=== Description of the task ===
Nothing but the lines holding the string "function" should appear in the answer. Copy them from the entries.

Records provided section start

PR #1305, opened 2017-12-11
Added support for radial gradients

### LINKED ISSUE #808: Radial Gradient not working in background
Hi there.

What a nice librairy!!

But I have a problem rendering radial gradient. I checked in the code and the case "radial-gradient" is actually missing.

I have to implement radial gradient there.

Any idea how to implement this?

matthias-christen:
**Summary**

This PR adds support for radial gradients.
I also added a function (+tests) to convert old the old webkit format to the W3C format, so tests/reftests/background/radial-gradient.html renders correctly. I also added some more tests (tests/reftests/background/radial-gradient2.html.

I realize that this is quite a large pull request, hopefully it is possible to include somehow :-)

One thing I wasn't quite sure about (mainly concerning the type system) is how to represent radial gradients. I renamed the type `Gradient` to `LinearGradient` and added a new one, `RadialGradient`. The `parseGradient` function returns the union of both types. Maybe it would be cleaner to define a base type `Gradient` and let `LinearGradient` and `RadialGradient` extend that.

Records provided section end

=== Result ===
I also added a function (+tests) to convert old the old webkit format to the W3C format, so tests/reftests/background/radial-gradient.html renders correctly. I also added some more tests (tests/reftests/background/radial-gradient2.html.
One thing I wasn't quite sure about (mainly concerning the type system) is how to represent radial gradients. I renamed the type `Gradient` to `LinearGradient` and added a new one, `RadialGradient`. The `parseGradient` function returns the union of both types. Maybe it would be cleaner to define a base type `Gradient` and let `LinearGradient` and `RadialGradient` extend that.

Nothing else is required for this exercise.